Le mardi constitue le point culminant des festivités. Il est nommé  « Fête de Jeunesse » car ce sont les jeunes du village qui mènent une grande partie de la journée, soutenus par la musique jouée par la Philharmonie.

Jusqu’à la guerre 1940-1945, la tradition du mardi était appelée « Messe de Jeunesse » car les participants à la farandole qui sillonnait les rues du village, dès huit heures du matin, s’arrêtaient un long moment à l’église paroissiale dédiée à saint Médard, pour se recueillir lors d’une messe payée par l’organisation de Jeunesse qui rassemblait alors tous les jeunes gens célibataires sous la responsabilité du plus âgé d’entre eux, le Maître jeune homme. La Messe existe toujours même si elle est un peu moins suivie et le Maître jeune homme change chaque année. Il est  désigné parmi ses pairs ou sur candidature spontanée, en étant obligatoirement Saint-Mardois(e). Cela peut donc être une femme.... Son rôle est primordial car cette personne mène l’ensemble des « cérémonies » tout au long de la journée du mardi. A l’issue de la messe, la chaîne des danseurs a gardé l’habitude de reconduire le prêtre de l’église à son domicile. Là, le Maître jeune homme prononce un petit discours, entrecoupé de passages en gaumais, auquel répond le prêtre, en souhaitant bonne fête à ceux qui l’ont escorté. Dans son discours, le Maître jeune homme en profite souvent pour égratigner avec humour la politique locale et passer en revue l’actualité avec dérision. C’est un moment toujours très attendu ! Ensuite, la farandole, particulièrement animée, rejoint la Grand-Place et s’engouffre dans le parc communal où les musiciens, installés sur le kiosque, vont enchaîner les danses : troïka, quadrille mais aussi polkas, valses, scottishs et ce, durant plusieurs heures.
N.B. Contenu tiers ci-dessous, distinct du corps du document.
PR #9461, opened 2026-07-03
Metal 4 Backend: metal-cpp support

MERL10N:
This builds upon the previous Metal 4 PR by adding additional functions in the Metal 4 backend to support metal-cpp. I am running on macOS 26.5.2 and have tested the metal-cpp binding functions on my game engine and it ran successfully.

TODO:
- Add a missing addAllocation function call to make `ImTextureID tex_id` resident to the GPU (This can be a separate PR if preferred)

### DIFF
--- a/backends/imgui_impl_metal4.h
+++ b/backends/imgui_impl_metal4.h
@@ -6,8 +6,8 @@
 //  [X] Renderer: User texture binding. Use 'MTLTexture.gpuResourceID' as texture identifier. Read the FAQ about ImTextureID/ImTextureRef!
 //  [X] Renderer: Large meshes support (64k+ vertices) even with 16-bit indices (ImGuiBackendFlags_RendererHasVtxOffset).
 //  [X] Renderer: Texture updates support for dynamic font atlas (ImGuiBackendFlags_RendererHasTextures).
+//  [X] Metal-cpp support.
 // Missing features or Issues:
-//  [ ] Metal-cpp support.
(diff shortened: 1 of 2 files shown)


ocornut:
> Add a missing addAllocation function call to make ImTextureID tex_id resident to the GPU (This can be a separate PR if preferred)

I don't understand what that means. It is a prerequisite for correct metal-cpp support?
You can add to same PR if you like. If they are different changes make their different commits.

MERL10N:
> I don't understand what that means. It is a prerequisite for correct metal-cpp support? You can add to same PR if you like. If they are different changes make their different commits.

It's not directly tied to correct metal-cpp support, but it is a potential stability issue to the Metal 4 backend. The Metal API and Shader validator in Xcode was basically complaining about a resource in `imgui_impl_metal4.mm` not made explicitly marked accessible to the GPU. It's an easy fix, and I will apply a Hotfix commit.

MERL10N:
Okay, I committed the patch and have tested the SDL3 + Metal4 example and I am happy to report there are no runtime errors nor visual artifacts. 

On my personal engine, this is what XCode's Shader Validation displayed before the fix
Screenshot 2026-07-06 at 6 21 53 PM

And this is after the fix applied.
Screenshot 2026-07-06 at 6 23 51 PM

ocornut:
Thank you. I have merged this as 520a29d + 481f2ce. 
This is a semi-blind merge as often, I would appreciate a second opinion on 481f2ce. @AmelieHeinrich ? @hoffstadt ?

Issue #9463, opened 2026-07-06
Feature request: Houdini like value ladder to drag widgets


tksuoran:
### Version/Branch of Dear ImGui:

Version 1.92.9 WIP, Branch: master

### Back-ends:

N/A

### Compiler, OS:

N/A

### Details:

I've never used Houdini, but I stumbled on https://www.sidefx.com/docs/houdini/basics/ladder.html and thought that was maybe useful and it might fit into imgui.

I made a proof of concept with Claude (PR coming soon)

https://github.com/user-attachments/assets/18d6e248-e876-43f6-9636-571702ddb466

ocornut:
We can have this discussion in the PR thread (if you open a PR i'll close this).

> `io.ConfigDragValueLadder`

But would you want to have this EVERYWHERE in your imgui app?

A good portion of the API design is to decide where/how things are exposed according to frequency/likeliness of changes.

I wonder if it should be a `ImGuiSliderFlags_ValueLadder` flag and then we a `ImGuiSliderFlags ConfigDragFlags` in `ImGuiIO` ?

ocornut:
Moving to #9464

PR #9464, opened 2026-07-06
Drags: added value ladder: stepped value editing with explicit magnit…

tksuoran:
**NOTE:** _This is a proof of concept, implemented quickly with Claude. It might work, but it has not been through careful review at time of PR submission._

Hold middle mouse button over a DragXXX widget to open a vertical ladder of step magnitudes: drag vertically to select the step magnitude, horizontally to add/subtract steps of that size. Release middle mouse button to confirm, press Escape to cancel and revert to the initial value.

- Enable globally with io.ConfigDragValueLadder or per-widget with ImGuiSliderFlags_ValueLadder.
- Rungs are powers of ten, from the smallest step representable with the display format (1 for integers) up to 10000. For bounded widgets, rungs covering the whole range or more are dropped.
- Unlike regular drag speed tweaks (Alt/Shift), the ladder makes the current step magnitude visible and exact, and any size of change is reachable without a range.
- Min/max clamping, wrap-around and display format rounding behave the same as regular mouse drags (reuses the DragBehaviorT pipeline).
- Multi-component widgets (DragFloat3 etc.) get a ladder per component.
- Overlay is drawn on the viewport foreground draw list, so it cannot interfere with inputs and may spill outside the host window.
- Not supported together with ImGuiSliderFlags_Logarithmic.
- Demo: added dedicated Widgets->Value Ladder section, checkboxes in Configuration->Widgets and Widgets->Drag/Slider Flags.

Proof of concept to address feature request #9463.

https://github.com/user-attachments/assets/18d6e248-e876-43f6-9636-571702ddb466


ocornut:
> This is a proof of concept, implemented quickly with Claude. It might work, but it has not been through careful review at time of PR submission.

Please avoid the "not carefully reviewed" part as it means you are offloading more to me. 🙏 

About your comment "maybe useful and it might fit into imgui. " :
In principle I don't feel we absolutely need this, but if you feel this is something you want to use then I'll happily support it.

About `io.ConfigDragValueLadder` would you want to have this EVERYWHERE in your imgui app? Where would you want this enabled? I guess it makes no sense on e.g. small integer values. A good portion of the API design is to decide where/how things are exposed according to frequency/likeliness of changes so I am curious about expected use case.

Shouldn't the code support keyboard navigation (Space to edit with arrows) ?

Does Houdini has it on a separate mouse button?
- Pros: more tempting to make available everywhere.
- Cons it hogs a button that can be used for something else.
- Cons: less discoverable.

`ValueLadderGetValueAsDouble()` should be part of the `DataTypeXXX` API and give how it is used you can use `DataTypeApplyOp()` first to do a subtraction and then use the new `DataTypeAsDouble()`.

tksuoran:
Apologies about my hasty intro wording. At this stage, I created the PR for:
- We can see what API could look like
- We can see how big change it would be
- See what it could look like (the video in #9463)
- Probe if there are others interested in this feature

If people show interest in this feature, I can put more effort into this, my intention was not to offload any more than you are comfortable with. Meanwhile, I'll start testing the PR in my use as is / with the improvements regarding DataTypeXXX API and small integers you suggested, and can I report if learn something.

I think, `io.ConfigDragValueLadder` is useful for one thing: You can quickly enable it everywhere in your app for testing the feature. In case it works without issues, you can leave it on, and if you run in any issues, you can turn it off and switch to per widget `ImGuiSliderFlags_ValueLadder` API.

The point about small integers is a good one, for integers with small range (around two digits) the ladder provides little to no value.

Houdini has it in middle mouse, but it is a single app, and they are in full control of the UI bindings. The possibility of someone using middle button for something else is real.

tksuoran:
I have now implemented suggested improvements:
- Keyboard navigation is now supported
- `DataTypeXXX` API is used
- Small integers don't show ladder - no ladder with fewer than 3 rungs is shown
- Extra: I fixed value text possibly exceed outside the ladder, and made rungs taller (now it looks more like Houdini) which makes it easier to stay within intended rung

I haven't used keyboard much with imgui, but now that I added keyboard navigation support to the ladder, I think it might improve keyboard (and maybe gamepad) support since inputting for example larger floating point values precisely is easier with ladder (I think).

Keyboard navigation with updated layout:
https://github.com/user-attachments/assets/7b838d07-38ed-4ce2-a1b8-8719000e2930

La tenue de danse actuelle − sarrau bleu et lavallière pour les garçons, jupe rouge, chemisier blanc et corsage noir pour les filles − date de 1956. Avant cette date, les documents photographiques le prouvent, jeunes et moins jeunes suivaient simplement la mode de leur temps. Le costume aujourd’hui participe en tout cas à l’attachement identitaire de la population à sa fête.

A Saint-Mard, ne dit-on pas que « la Messe de Jeunesse tient une telle place dans le cœur des Saint-Mardois que, chaque année, ils vivent 182 jours dans son souvenir et 182 jours dans l’attente de la suivante » ?

Par la diversité de ses expressions (danses, musiques, fêtes, pratiques artisanales, utilisation de langue endogène), la « Fête de Jeunesse » de Saint-Mard offre un exemple riche du patrimoine culturel vivant de la Fédération Wallonie-Bruxelles. La communauté formée par ceux qui organisent et participent à la fête démontre un ancrage local important, un souci d’y intégrer le plus grand nombre et une volonté de pérenniser l’élément, notamment en tissant des liens intergénérationnels.